1966 год щедр и на новые произведения Володи. Он пишет на мои слова патриотическую песню «Отчизна
моя» для ансамбля «Буковинка». Она прозвучала перед черновчанами в начале весны. Про нее пишет
Б. Кулиниченко в статье, напечатанной 26 марта 1966 года в областной газете «Советская
Буковина»: «В этом году он (ансамбль «Буковинка» — М. И.)
выступает с новой эстрадной песней, написанной Владимиром Ивасюком на слова своего отца — писателя
Михаила Ивасюка, и снова заслуженный успех».

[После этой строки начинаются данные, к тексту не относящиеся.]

PR #662, opened 2021-03-02
feat: GRID groupAlignment option

mikyjazz:
The GRID alignment allows you to divide the groups on several lines; in this case it is necessary 
 to specify the row index on which you want to place the group. Each row will contain all the groups
 with the corresponding index for which the maximum width of the screen will be that of the widest row. 
 With this alignment you will be able to use the screen space to the maximum without having 
 to define groups with a very large height. Group 'row' setting is ignored for HORIZONTALLY and VERTICALLY alignments 
grid_tiles


rchl:
I've pushed some minor formatting/naming changes. Now that that's out of the way I'll focus on the actual feature. But give me some time for that. :)

rchl:
Interestingly my changes don't show up in the diff. Something weird about this branch and all sorts of merges. :)

mikyjazz:
Well done for the naming / style changes ... On our work projects there are the various Jenkins / Travis who do it ... Actually, I also had the question of whether to call the new alignment mode "GRID" or "TABLE "... You choose :)

index.html.ejs
```diff
@@ -247,12 +247,20 @@
...
 
-         <div ng-repeat="group in page.groups track by $index"
-              ng-if="!isHidden(group)" class="group"
-              ng-style="groupStyles(group, page)">
-            <div ng-bind="group.title" class="group-title"></div>
-            <div tile ng-repeat="item in group.items track by $index"></div>
-         </div>
+         <table class="groups-table">
+            <tr ng-repeat="rowIndex in page.rowIndexes">
+               <td class="groups-table-row">
```
rchl, line 252: Do we have to use table/tr/td here? Those elements have some default styles and I'd rather avoid those if possible.

rchl:
In my testing I can see that groups align in the middle vertically while in your screenshot they align to the top. Do you have some custom styles applied?

Screenshot 2021-03-03 at 21 59 45

mikyjazz:
There is a style for table and table row
you must change    vertical-align:middle to vertical-align: top in line 474 of main.less to work
I remember that groups are also used in popup, is this right? If affirmative this must be checked, how I can activate popup?

index.html.ejs
mikyjazz: can you suggest another easy way to do this that also uses the same type of ng-repeat iteration?

rchl: I mean wouldn't it be enough to use `div`s instead with the same markup otherwise?

rchl:
As for testing the popup, I use this tile (you will probably have to change entity IDs to ones that exist in your setup):

```js
                  {
                     position: [4, 0],
                     width: 2, height: 2,
                     type: TYPES.POPUP,
                     icon: 'mdi-android',
                     title: 'POPUP',
                     state: false,
                     id: {},
                     secondaryAction: function (item, entity) {
                        this.$scope.openPopup({
                           type: TYPES.POPUP,
                           position: [0, 3],
                           id: {},
                           icon: 'mdi-android',
                           title: 'History popup',
                           state: false,
                           popup: {
                              tileSize: 100,
                              items: [
                                 {
                                    type: TYPES.SWITCH,
                                    subtitle: 'Office',
                                    position: [1, 3],
                                    id: 'light.everspring_inwall_dimmer_level_3',
                                    title: 'Test',
                                    icons: {
                                       on: 'mdi-spin mdi-fan',
                                       off: 'mdi-fan',
                                    },
                                    states: {
                                       on: 'On',
                                       off: 'Off',
                                    },
                                 },
                              ],
                           },
                        }, '');
                     },
                     popup: {
                        tileSize: 100,
                        items: [
                           {
                              position: [0, 0],
                              type: TYPES.LIGHT,
                              id: 'light.everspring_inwall_dimmer_level_3',
                           },
                        ],
                     },
                  },
```

rchl:
> There is a style for table and table row, you must change vertical-align:middle to vertical-align: top in line 474 of main.less to fix

Sure but I'm wondering what's the good default here and whether it should be changed. Or alternatively, a new option should be provided.

mikyjazz:
I mean I added a style for tables and rows (the 'groups-table' and 'groups-table-row' classes) to use for this functionality ...
About the opportunity not to change the style at line 474, the groups are now rendered in the table rows anyway (which has style vertical-align: middle) ... We can try to understand if something else can be done with a style local in index.html.ejs but then it should be! important and frankly I don't understand why; the only reason for conflict for not making that change I see in the behavior of the popup that I am now going to try ...

index.html.ejs
mikyjazz: with divs you have to deal with alignments, overlaps and all those things that drive a person crazy who tries to align objects ... table does everything right on its own

rchl: Are you sure this matters in this case?

Can you provide a case that would be rendered differently when using table elements and when using divs?

rchl: I've looked at it again and I'm pretty sure that the behavior normally associated with tables is not at play here because you are always creating just **one** table cell (`td`) and putting all groups with the same ID in it. I think the div's would work exactly the same with the current logic.

styles/main.less
```diff
@@ -471,7 +471,7 @@ body {
 .group {
    display: inline-block;
    font-size: 0;
-   vertical-align: middle;
+   vertical-align: top;
```
rchl, line 474: I don't think we should be changing this. It was likely chosen on purpose to achieve a certain style (when using `GROUP_ALIGNS.HORIZONTALLY`). We can choose to override it to `top` for `GRID` since it's a new option. I'm just not certain what would be preferred really...

rchl:
The rows are not aligned properly with `customTheme: CUSTOM_THEMES.WINPHONE` theme for example. I've only tested WINPHONE and HOMEKIT so far so there might be issues in other themes also.

styles/main.less
mikyjazz: with the changes in index.html.ejs the groups are in any case rendered inside the rows of the table that have aligment middle
.groups-table {
    display: inline-block;
    font-size: 0;
    vertical-align: middle;
    margin: 0;
    position: relative;

    & -row {
       padding-top: 35px;
    }
}
referred to the page; the alignment attribute of the group style now refers to the position within the table row and I think it is right "top" - in fact this way it is displayed correctly.
This change has no impact on the popup (which is the only other place where groups are used)

mikyjazz:
i tried to check with all themes ... i also did the comparison with the version before my modification. I found some "strange" behavior in the original version that includes overlapping titles, menu bar; before "fixing everything" I would like to know what the desired / expected behavior is ... It seems strange to me that with a vertical layout the group titles should overlap the tiles or the header or possibly the sidebar ...

mikyjazz:
can you send me a screenshot of this incorrect placement?

rchl:
The issue with the `WINPHONE` theme you should be able to see if you create two groups with the same row index. In that theme they are positioned above/below each other rather than in one row. That's because there is a rule that makes them `display: block` here https://github.com/resoai/TileBoard/blob/7b29fad5d2bff861d226ab6d06eb3c702a4242e3/styles/themes.less#L376-L376

rchl:
> before "fixing everything" I would like to know what the desired / expected behavior is ... It seems strange to me that with a vertical layout the group titles should overlap the tiles or the header or possibly the sidebar ...

I would recommend not to start fixing old issues in this same PR as it can get messy quickly. We can handle them later. Let's just try to get GRID layout to work nicely for now.

When you have a lot of tiles that take a lot of space vertically then the tiles start overlapping header and that's not nice but we should try to find some generic solution for that later since it's not a new problem. For example:

Screenshot 2021-03-04 at 23 15 16

styles/main.less
rchl: There is a behavior change for `GROUP_ALIGNS.HORIZONTALLY` layout relative to the master branch.

See those two screenshots (first from master and second from this branch):

Screenshot 2021-03-04 at 23 21 55
Screenshot 2021-03-04 at 23 21 33


BTW. The formatting of the code you've posed is a bit broken. You should wrap your code blocks with three backticks to have them be rendered nicely. See https://guides.github.com/features/mastering-markdown/

mikyjazz:
Fixed everything ... (What you requested). Since the GRID alignment does not make sense for the MOBILE and WINPHONE themes I have introduced a control that if one of those themes is selected returns the alignment to the default HORIZONTALLY. I've also made sure that the grid is only used for GRID alignment, otherwise the old code is used. I think that's okay ...

index.html.ejs
rchl: What about this issue? Still using table semantics.

index.html.ejs
```diff
@@ -247,11 +247,27 @@
...
+                       ng-if="!isHidden(group) && (group.row || 0) === rowIndex"
+                       class="group-row"
+                       ng-style="groupStyles(group, page)">
+                     <div ng-bind="group.title" class="group-row-title"></div>
+                     <div tile ng-repeat="item in group.items track by $index"></div>
+                  </div>
+               </td>
+            </tr>
+         </table>
+         <div ng-if="!hasGridAlignment()">
```
rchl, line 263: This extra div now breaks the horizontal layout (pushed all context 100% down).
(Also I can see trailing spaces in the div :))

rchl (changes requested):

index.html.ejs
mikyjazz: done

index.html.ejs
rchl: @mikyjazz please have a look at this issue

mikyjazz: it is NOT a issue, anyway changed...

scripts/controllers/main-utilities.js
```diff
@@ -1,8 +1,30 @@
...
 
 const MERGED_DEFAULTS_KEY = '__merged_defaults';
 
+export function calcPageRowIndexes (groupsAlign, pages) {
+   for (const page of pages) {
+      const rowIndexes = [];
+      if (groupsAlign === GROUP_ALIGNS.GRID) {
+         for (const group of page.groups) {
+            const rowIndex = group.row || 0;
+            if (!(rowIndex in rowIndexes)) {
```
rchl, line 12: I'm not sure if this does what was intended. This actually check if the `rowIndexes` array has a value at given `rowIndex` index. Not that it has that specific `rowIndex` value.

For example:
```
1 in [0, 2]
true

2 in [0, 2]
false
```

I think you maybe meant to do `!rowIndexes.includes(rowIndex)`?

styles/main.less
```diff
@@ -486,6 +486,36 @@ body {
    }
 }
 
+.group-row {
+   display: inline-block;
+   font-size: 0;
+   vertical-align: top;
```
rchl, line 492: The whole `group` class is duplicated just to change this one property.

scripts/controllers/main-utilities.js
mikyjazz: damn, yes you're right ... I hate this thing, a statement has different meanings in various languages ...

rchl (approved):
Thanks!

К этой песне Володя возвратится немного позже, когда будет работать на заводе «Легмаш».
В десятом классе он создает песни «Колыбельная для Оксаночки» и «Лесные колокольчики». Он очень любит своих сестричек Галинку и Оксаночку, всячески угождает им, неразлучен с ними. Оксаночке он потакает во всем, приносит ей гостинцы, рассказывает химерные и смешные сказки и пишет наконец-то «Колыбельную для Оксаночки», которую мы любим в семье и часто поем.
Из моего дневника, 7 апреля 1966 г.
«Володя приехал в Черновцы, побыл со мной до вечера. Говорили с ним обо всем на свете. Он сказал, что у него есть желание пойти на курсы шоферов и мотоциклистов — ведь современный человек должен разбираться во всех видах бытовой техники. Я одобрительно отнесся к его желанию. Он охотно рассказал о своих успехах в учебе, учителях и работе с ансамблем «Буковинка». Сказал также, что хочет написать для него новую песню, но, к сожалению, не имеет стихов, которые бы его удовлетворили. Я дал ему вырезку из газеты «Литературная Украина» со стихом «Отлетали журавли» Виктора Миколайчука. Стихотворение небольшое, но стоит того, чтобы стать песней. Нужно только его доделать, дописать несколько строф. Володя спросил, имеет ли он право вмешиваться в текст чужого стиха. Я ему ответил, что он может по-своему отредактировать стих так, как того требует мелодия. Виктор Миколайчук еще молодой поэт, наверное, делает первые шаги в литературе. Если песня окажется хорошей, и люди будут ее петь, то можно будет разыскать его и послать ему песенный вариант. Его реакция будет положительная. Может даже начаться творческая дружба между молодым поэтом и молодым композитором. Володя согласился со мною. Он был в прекрасном настроении. Вечером провел меня до факультета и подался на автобусную станцию. Наполнил меня теплом, радостью».
* * *
— Добрый день, — поздоровался Леонид Михайлович, заходя в наш двор, где мы сидим с Володей и разговариваем. — Извините, что приехал в воскресенье, во время отдыха. — Мы пожали друг другу руки, а Володя освободил для него стул. Но Румянцев стоит, как скромный юноша, и, смотря на колодец, говорит:
— Сначала бы напиться водички… На улице такая жара, что спасу нет.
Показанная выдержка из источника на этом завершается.